Every record below should appear in your answer, copied exactly.

[Material for this exercise]

PR #4262, opened 2024-01-18
PriorityBasedExecution: Adds PriorityLevel in CosmosClientOptions

Achint-Agrawal:
## Description

Adding PriorityLevel to CosmosClientOptions to allow users to set PriorityLevel at the client level

## Type of change


Microsoft.Azure.Cosmos/src/CosmosClientOptions.cs
```diff
@@ -278,6 +278,17 @@ public ConnectionMode ConnectionMode
         /// If this is not set the database account consistency level will be used for all requests.
         /// </summary>
         public ConsistencyLevel? ConsistencyLevel { get; set; }
+
+        /// <summary>
+        /// Sets the PriorityLevel for requests created using cosmos client.
+        /// If PriorityLevel is also specified at request level in RequestOptions, that PriorityLevel takes precedence.
```
ealsur, line 284: This should be within a `<remark>`.

ealsur, line 284: Prefer linking to the class instead of just using the name

```suggestion
        /// If PriorityLevel is also specified at request level in <see cref="RequestOptions.PriorityLevel"/>, that PriorityLevel takes precedence.

```

Microsoft.Azure.Cosmos/src/CosmosClientOptions.cs
```diff
@@ -278,6 +278,17 @@ public ConnectionMode ConnectionMode
         /// If this is not set the database account consistency level will be used for all requests.
         /// </summary>
         public ConsistencyLevel? ConsistencyLevel { get; set; }
+
+        /// <summary>
+        /// Sets the PriorityLevel for requests created using cosmos client.
```
ealsur, line 283: Should PriorityLevel be 2 words separately?

Microsoft.Azure.Cosmos/src/Fluent/CosmosClientBuilder.cs
```diff
@@ -435,6 +435,24 @@ public CosmosClientBuilder WithConsistencyLevel(Cosmos.ConsistencyLevel consiste
 
         }
 
+        /// <summary>
+        /// Sets the PriorityLevel for requests created using cosmos client.
+        /// If PriorityLevel is also specified at request level in RequestOptions, that PriorityLevel takes precedence.
+        /// </summary>
+        /// <param name="priorityLevel">The desired consistency level for the client.</param>
+        /// <returns>The current <see cref="CosmosClientBuilder"/>.</returns>
+        /// <seealso href="https://aka.ms/CosmosDB/PriorityBasedExecution"/>
```
ealsur, line 444: This `<seealso` should be added to the other non-builder API?

Microsoft.Azure.Cosmos/src/Fluent/CosmosClientBuilder.cs
```diff
@@ -435,6 +435,24 @@ public CosmosClientBuilder WithConsistencyLevel(Cosmos.ConsistencyLevel consiste
 
         }
 
+        /// <summary>
+        /// Sets the PriorityLevel for requests created using cosmos client.
+        /// If PriorityLevel is also specified at request level in RequestOptions, that PriorityLevel takes precedence.
+        /// </summary>
+        /// <param name="priorityLevel">The desired consistency level for the client.</param>
```
ealsur, line 442: The parameter text is wrong, it's talking about a consistency level?

Microsoft.Azure.Cosmos/src/Fluent/CosmosClientBuilder.cs
```diff
@@ -435,6 +435,24 @@ public CosmosClientBuilder WithConsistencyLevel(Cosmos.ConsistencyLevel consiste
 
         }
 
+        /// <summary>
+        /// Sets the PriorityLevel for requests created using cosmos client.
+        /// If PriorityLevel is also specified at request level in RequestOptions, that PriorityLevel takes precedence.
```
ealsur, line 440: Similar comments as the other API. Use `<remarks>` and prefer cref

Microsoft.Azure.Cosmos/src/Handler/RequestInvokerHandler.cs
```diff
@@ -431,6 +436,29 @@ private async Task ValidateAndSetConsistencyLevelAsync(RequestMessage requestMes
...
 
+        /// <summary>
+        /// Set the PriorityLevel in the request headers
+        /// </summary>
+        /// <param name="requestMessage"></param>
+        private void SetPriorityLevel(RequestMessage requestMessage)
+        {
+            Cosmos.PriorityLevel? priorityLevel = null;
+            RequestOptions promotedRequestOptions = requestMessage.RequestOptions;
+            if (promotedRequestOptions != null && promotedRequestOptions.PriorityLevel.HasValue)
```
ealsur, line 447:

[/Material for this exercise]

**Solution to the problem:**
PR #4262, opened 2024-01-18
PriorityBasedExecution: Adds PriorityLevel in CosmosClientOptions

Achint-Agrawal:
## Description

Adding PriorityLevel to CosmosClientOptions to allow users to set PriorityLevel at the client level

## Type of change


Microsoft.Azure.Cosmos/src/CosmosClientOptions.cs
```diff
@@ -278,6 +278,17 @@ public ConnectionMode ConnectionMode
         /// If this is not set the database account consistency level will be used for all requests.
         /// </summary>
         public ConsistencyLevel? ConsistencyLevel { get; set; }
+
+        /// <summary>
+        /// Sets the PriorityLevel for requests created using cosmos client.
+        /// If PriorityLevel is also specified at request level in RequestOptions, that PriorityLevel takes precedence.
```
ealsur, line 284: This should be within a `<remark>`.

ealsur, line 284: Prefer linking to the class instead of just using the name

```suggestion
        /// If PriorityLevel is also specified at request level in <see cref="RequestOptions.PriorityLevel"/>, that PriorityLevel takes precedence.

```

Microsoft.Azure.Cosmos/src/CosmosClientOptions.cs
```diff
@@ -278,6 +278,17 @@ public ConnectionMode ConnectionMode
         /// If this is not set the database account consistency level will be used for all requests.
         /// </summary>
         public ConsistencyLevel? ConsistencyLevel { get; set; }
+
+        /// <summary>
+        /// Sets the PriorityLevel for requests created using cosmos client.
```
ealsur, line 283: Should PriorityLevel be 2 words separately?

Microsoft.Azure.Cosmos/src/Fluent/CosmosClientBuilder.cs
```diff
@@ -435,6 +435,24 @@ public CosmosClientBuilder WithConsistencyLevel(Cosmos.ConsistencyLevel consiste
 
         }
 
+        /// <summary>
+        /// Sets the PriorityLevel for requests created using cosmos client.
+        /// If PriorityLevel is also specified at request level in RequestOptions, that PriorityLevel takes precedence.
+        /// </summary>
+        /// <param name="priorityLevel">The desired consistency level for the client.</param>
+        /// <returns>The current <see cref="CosmosClientBuilder"/>.</returns>
+        /// <seealso href="https://aka.ms/CosmosDB/PriorityBasedExecution"/>
```
ealsur, line 444: This `<seealso` should be added to the other non-builder API?

Microsoft.Azure.Cosmos/src/Fluent/CosmosClientBuilder.cs
```diff
@@ -435,6 +435,24 @@ public CosmosClientBuilder WithConsistencyLevel(Cosmos.ConsistencyLevel consiste
 
         }
 
+        /// <summary>
+        /// Sets the PriorityLevel for requests created using cosmos client.
+        /// If PriorityLevel is also specified at request level in RequestOptions, that PriorityLevel takes precedence.
+        /// </summary>
+        /// <param name="priorityLevel">The desired consistency level for the client.</param>
```
ealsur, line 442: The parameter text is wrong, it's talking about a consistency level?

Microsoft.Azure.Cosmos/src/Fluent/CosmosClientBuilder.cs
```diff
@@ -435,6 +435,24 @@ public CosmosClientBuilder WithConsistencyLevel(Cosmos.ConsistencyLevel consiste
 
         }
 
+        /// <summary>
+        /// Sets the PriorityLevel for requests created using cosmos client.
+        /// If PriorityLevel is also specified at request level in RequestOptions, that PriorityLevel takes precedence.
```
ealsur, line 440: Similar comments as the other API. Use `<remarks>` and prefer cref

Microsoft.Azure.Cosmos/src/Handler/RequestInvokerHandler.cs
```diff
@@ -431,6 +436,29 @@ private async Task ValidateAndSetConsistencyLevelAsync(RequestMessage requestMes
...
 
+        /// <summary>
+        /// Set the PriorityLevel in the request headers
+        /// </summary>
+        /// <param name="requestMessage"></param>
+        private void SetPriorityLevel(RequestMessage requestMessage)
+        {
+            Cosmos.PriorityLevel? priorityLevel = null;
+            RequestOptions promotedRequestOptions = requestMessage.RequestOptions;
+            if (promotedRequestOptions != null && promotedRequestOptions.PriorityLevel.HasValue)
```
ealsur, line 447:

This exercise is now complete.